眼見著兩邊真要動起手了,小姑娘還沒來。問題少年小團體興奮得不得了,躍躍欲試,瘋狂暗示秦樓可以趁此機會一雪前恥——
“再等等。”
小少爺咬著根狗尾巴草,晃著長腿坐在兩三米高的高台上,心不在焉地盯著教學樓的方向。
然後小團體就頓悟了。
這他媽不是每次都沒來得及,是他們樓哥自己通風報信,然後卡著時間等人家小姑娘來“拎”自己。
……呸。
問題少年們氣得不輕。
不過他們敢怒不敢言。
因為他們發現隨著時間推遲,坐在高台上的少年眼底的笑意一點點陰沉下去。那裡面透露出來的情緒超過了他們這個年齡,看著都嚇人。

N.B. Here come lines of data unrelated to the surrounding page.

PR #205, opened 2017-12-23
Add protocol version to response for client

nak3:
Since `convert_poll_message()` does not set protocol version as
HTTP/2.0, responses client received always display `version:
HTTP/1.1`. 
This patch adds `HTTP/2.0` to the response.

Fixes https://github.com/carllerche/h2/issues/204


carllerche:
Thanks. This looks good to me.

Unfortunately, CI is failing right now (due to another issue). I'll merge this once CI is fixed.

PR #206, opened 2017-12-28
SETTINGS_MAX_HEADER_LIST_SIZE

### LINKED ISSUE #18: Improve hpack decoding across continuation frames
Currently, it just buffers all continuation frames. It would be nice if it did something different!

### LINKED ISSUE #191: Ensure the header payload is capped
When a header frame is not final, continuation frames are expected to follow.

In this case, the decoder simply buffers the payload until all continuation frames are received. This buffering should have an upper bound to avoid buffering forever.

seanmonstar:
This, uh, grew into something far bigger than expected, but it turns out, all of it was needed to eventually support this correctly.

- Adds configuration to client and server to set [SETTINGS_MAX_HEADER_LIST_SIZE](http://httpwg.org/specs/rfc7540.html#SETTINGS_MAX_HEADER_LIST_SIZE)
- If not set, a "sane default" of 16 MB is used (taken from golang's http2)
- Decoding header blocks now happens as they are received, instead of buffering up possibly forever until the last continuation frame is parsed.
- As each field is decoded, it's undecoded size is added to the total. Whenever a header block goes over the maximum size, the `frame` will be marked as such.
- Whenever a header block is deemed over max limit, decoding will still continue, but new fields will not be appended to `HeaderMap`. This is also can save wasted hashing.
- To protect against enormous string literals, such that they span multiple continuation frames, a check is made that the combined encoded bytes is less than the max allowed size. While technically not exactly what the spec suggests (counting decoded size instead), this should hopefully only happen when someone is indeed malicious. If found, a `GOAWAY` of `COMPRESSION_ERROR` is sent, and the connection shut down.
- After an oversize header block frame is finished decoding, the streams state machine will notice it is oversize, and handle that.
  - If the local peer is a server, a 431 response is sent, as suggested by the spec.
  - A `REFUSED_STREAM` reset is sent, since we cannot actually give the stream to the user.
- In order to be able to send both the 431 headers frame, and a reset frame afterwards, the scheduled `Canceled` machinery was made more general to a `Scheduled(Reason)` state instead.

Closes #18 
Closes #191

### DIFF
--- a/Cargo.toml
+++ b/Cargo.toml
@@ -24,7 +24,7 @@ unstable = []
 
 [dependencies]
 futures = "0.1"
-tokio-io = "0.1.3"
+tokio-io = "0.1.4"
 bytes = "0.4"
 http = "0.1"
 byteorder = "1.0"
--- a/src/client.rs
+++ b/src/client.rs
@@ -172,6 +172,12 @@ impl Builder {
         self
     }
 
+    /// Set the max size of received header frames.
+    pub fn max_header_list_size(&mut self, max: u32) -> &mut Self {
+        self.settings.set_max_header_list_size(Some(max));
+        self
+    }
+
     /// Set the maximum number of concurrent streams.
     ///
     /// Clients can only limit the maximum number of streams that that the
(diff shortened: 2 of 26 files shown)


seanmonstar:
Well, CI half passes now. The failure is that nightly cannot compile ring 0.12, because of some module naming thing.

在那點陰暗實質化地爆發出來以前,派去給宋書通風報信的人回來了。他氣喘吁吁地跑到秦樓身旁。
“他們班的人說,宋書被、被老師叫去辦公室了。我等了半天,她都沒……沒回來。”
“……”
秦樓眼底最後一點笑沉下去。
他單手一撐高台,跳起身。
對面和他們約架的高中部的幾個早就不耐煩了,其中一個嘲笑著走上前,“怎麼的,害怕了?這是準備要臨陣脫逃——”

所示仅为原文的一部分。